Exercise description -
Everything from the line holding "--- a/src/sentry.ts" to the end of the data must be reproduced exactly; include both boundary lines and nothing else.
== Segment start ==
PR #2994, opened 2024-07-09
chore: Remove spotlight

nicholas-codecov:
# Description

This PR removes Spotlight, as we're not really using it, and just looking to clean up some stuff.

### DIFF
--- a/src/sentry.ts
+++ b/src/sentry.ts
@@ -78,7 +78,6 @@ export const setupSentry = ({
   const integrations = [replay, tracing]
 
   // Only show feedback button in production
-  // spotlight takes the place of the feedback widget in dev mode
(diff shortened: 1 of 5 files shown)


RulaKhaled (approved):

src/sentry.ts
```diff
@@ -130,11 +129,4 @@ export const setupSentry = ({
     },
     ...deClutterConfig,
   })
-
```
ajay-sentry, line 133: there's 1 last reference to spotlight here: https://github.com/codecov/gazebo/blob/007ba8652703d30f1612751397ba6cc6a7873e61/src/sentry.ts#L82 if you have a chance to delete that!

ajay-sentry (approved):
== Segment end ==
Completed task -
--- a/src/sentry.ts
+++ b/src/sentry.ts
@@ -78,7 +78,6 @@ export const setupSentry = ({
   const integrations = [replay, tracing]
 
   // Only show feedback button in production
-  // spotlight takes the place of the feedback widget in dev mode
(diff shortened: 1 of 5 files shown)


RulaKhaled (approved):

src/sentry.ts
```diff
@@ -130,11 +129,4 @@ export const setupSentry = ({
     },
     ...deClutterConfig,
   })
-
```
ajay-sentry, line 133: there's 1 last reference to spotlight here: https://github.com/codecov/gazebo/blob/007ba8652703d30f1612751397ba6cc6a7873e61/src/sentry.ts#L82 if you have a chance to delete that!

ajay-sentry (approved):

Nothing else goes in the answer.